Task brief:
Go through the entries below and work out how many lines include "opened". Answer with the number only.

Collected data
Content starts
PR #254, opened 2018-12-19
Aden 8038

Bielik20:


src/ad-products/templates/sticky-base.js
```diff
@@ -53,24 +52,20 @@ export class StickyBase {
...
 
-		lineId = lineId.toString();
-
-		lines.forEach((line) => {
-			line = line.split(':', 2);
-
-			if (line[0] === lineId && (!line[1] || utils.isProperGeo([line[1]]))) {
-				found = true;
-			}
+			return +lineId === +this.lineId && (!geo || utils.isProperGeo([geo]));
```
fraszczakszymon: praseInt / toString would be way more readable
lineId can contain `AdX` value -- we should map it to string

Bielik20: Then why do we assume it may be number? Shouldn't it always be string?

src/ad-products/templates/sticky-base.js
```diff
@@ -53,24 +52,23 @@ export class StickyBase {
...
 
-		lineId = lineId.toString();
+		this.lines.forEach((line) => {
+			const [lineId, geo] = line.split(':', 2);
 
-		lines.forEach((line) => {
-			line = line.split(':', 2);
-
-			if (line[0] === lineId && (!line[1] || utils.isProperGeo([line[1]]))) {
+			if (+lineId === this.lineId && (!geo || utils.isProperGeo([geo]))) {
```
jacekbj: Shouldn't `this.lineId` be also cast to Number?

jacekbj: It's `this.lineId` that should be cast to `String`.

PR #308, opened 2019-02-20
ADEN-8377 Fix A9 not rendering ads.

jacekbj:


src/ad-engine/models/ad-slot.ts
```diff
@@ -246,11 +246,15 @@ export class AdSlot extends EventEmitter {
 	/**
 	 * Appends gpt-ad class to adSlot node.
 	 */
-	addAdClass() {
+	addClass(cls: string): boolean {
```
fraszczakszymon: s/cls/className

jacekbj: fixed

PR #310, opened 2019-02-21
ADEN-8382 Fix FV lineItem tracking

dmnsobczak:


src/ad-engine/video/vast-parser.ts
```diff
@@ -9,7 +10,7 @@ class VastParser {
 		let value = '';
 
 		for (i = 0; i < possibleValues.length; i += 1) {
-			if (!isNaN(possibleValues[i])) {
+			if (possibleValues[i] && Number.isInteger(parseInt(possibleValues[i]))) {
```
bckatarzyna: Why not `!isNaN(parseInt(possibleValues[i]))`?

dmnsobczak: I don't trust `isNaN` after this :D Yeah, but you right, changed!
Content ends
Answer to the exercise:
3